C4 W2 "Why ResNets Work?" Question about the insight

I loved this video in Course 4, Week 2 called “Why ResNets Work?” in giving me some intuition about why adding the identity via skip dampens against vanishing gradient.

Maybe the answer to this is another video, but, what about exploding gradients? It seems like to protect against that we’d want to add, I don’t know, some like of log() function on Wx+b term, in addition to identity on skipping a term? e.g. g( (Wx+b) + (a_-1) + log(Wx+b) )

In other words, without something like this, does skipping help ResNets from exploding in addition to vanishing?

Thank you Andrew & Mentors! this course is great!

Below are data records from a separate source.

PR #1063, opened 2020-07-21
Handling UnprocessableEntity as server error

apereverzin:
https://tools.hmcts.net/jira/browse/BPS-1329

### Change description ###
Feign.UnprocessableEntity is handled as Server error.

It appears that Conflict is already handled as defined in the task.

Also reduced number of arguments in `updateCaseInCcd` method to pass the quality gateway.

```
[ ] Yes
[x] No
```

### DIFF
--- a/src/main/java/uk/gov/hmcts/reform/bulkscan/orchestrator/services/ccd/CcdCaseUpdater.java
+++ b/src/main/java/uk/gov/hmcts/reform/bulkscan/orchestrator/services/ccd/CcdCaseUpdater.java
@@ -208,6 +208,12 @@ public class CcdCaseUpdater {
                 "Invalid case-update response. " + errorMessage,
                 exc
             );
+        } catch (CcdCallException exception) {
+            log.error(exception.getMessage(), exception.getCause());
+            throw new CallbackException(
+                getErrorMessage(configItem.getService(), existingCaseId, exceptionRecord.id),
+                exception
+            );
         } catch (Exception exception) {
             throw new CallbackException(
                 getErrorMessage(configItem.getService(), existingCaseId, exceptionRecord.id),
@@ -244,8 +250,6 @@ public class CcdCaseUpdater {
 
     /**
      * Submits event to update the case.
-     *
-     * @return either error message in case of error or empty if no error detected
      */
     private void updateCaseInCcd(
         String service,
@@ -291,8 +295,7 @@ public class CcdCaseUpdater {
                 exceptionRecord.id,
                 exception.contentUTF8()
             );
-            log.error(msg, exception);
-            throw new RuntimeException(msg);
+            throw new CcdCallException(msg, exception);
         } catch (FeignException.Conflict exception) {
             throw exception;
         } catch (FeignException exception) {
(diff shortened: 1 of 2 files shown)


src/main/java/uk/gov/hmcts/reform/bulkscan/orchestrator/services/ccd/CcdCaseUpdater.java
```diff
@@ -295,8 +295,7 @@ private String getErrorMessage(String service, String existingCaseId, String exc
                 exception.contentUTF8()
             );
             log.error(msg, exception);
-
-            return Optional.of(msg);
+            throw new CcdCallException(msg, exception);
```
doncem, line 298: this is the last one with branch **not** returning a value so single return is from success path which is `optional.empty`. we can get rid of return type and make calling method simpler

lgonczar: The same story says that in case of conflicts errors need to be returned to the caseworker. This means that we need a return value, just not in this place.

src/main/java/uk/gov/hmcts/reform/bulkscan/orchestrator/services/ccd/CcdCaseUpdater.java
```diff
@@ -328,4 +326,15 @@ private CaseDataContent buildCaseDataContent(
...
+        final String idamToken;
+        final String s2sToken;
+        final String userId;
+
+        Credentials(String idamToken, String s2sToken, String userId) {
+            this.idamToken = idamToken;
+            this.s2sToken = s2sToken;
+            this.userId = userId;
+        }
+    }
```
doncem, line 339: erm. that falls into another ticket - BPS-1074: refactor CcdCaseUpdater and its surroundings

src/main/java/uk/gov/hmcts/reform/bulkscan/orchestrator/services/ccd/CcdCaseUpdater.java
apereverzin: @lgonczar As mentioned in the description for the PR
It appears that FeignException.Conflict is already handled as defined in the task.
It is retrown in `updateCaseInCcd` method and in `updateCase` method it is caught and converted in eror response.

src/main/java/uk/gov/hmcts/reform/bulkscan/orchestrator/services/ccd/CcdCaseUpdater.java
apereverzin: As I explained in the PR channel I have had to introduce a wrapper class to reduce the number of method parameters (to pass the quality gateway), just using `startEvent.getCaseDetails().getId()` instead of `existingCaseId` caused a failure in functional test

doncem: can use suppression flag for that with the note to be addressed in future prs as it is pending/planned.

the other note is just reverting back the change introduced earlier in pr. which is good

lgonczar: This is a change in the right direction, but I think that when we introduce it, we should wrap credentials in a class as early as possible, i.e. before even calling this class. Worth creating a separate request for that (perhaps as the first one to be merged).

(btw, i searched to see if this question has been asked already & couldn’t find. apologies, if i just missed it somehow)

It’s an interesting suggestion. It’s been a while since I listened to what Prof Ng says in that lecture, but my memory is that he says that the skip layers help with just moderating the behavior of forward and back propagation in general, keeping things from “going off the rails” in either direction. Meaning that the existing Residual Net architecture helps with both vanishing and exploding gradients. At least that’s what I remember from this. If you see any references in the lectures that you think disagree with that, please post a reply with a pointer to where you found that part (video and time offset). Thanks!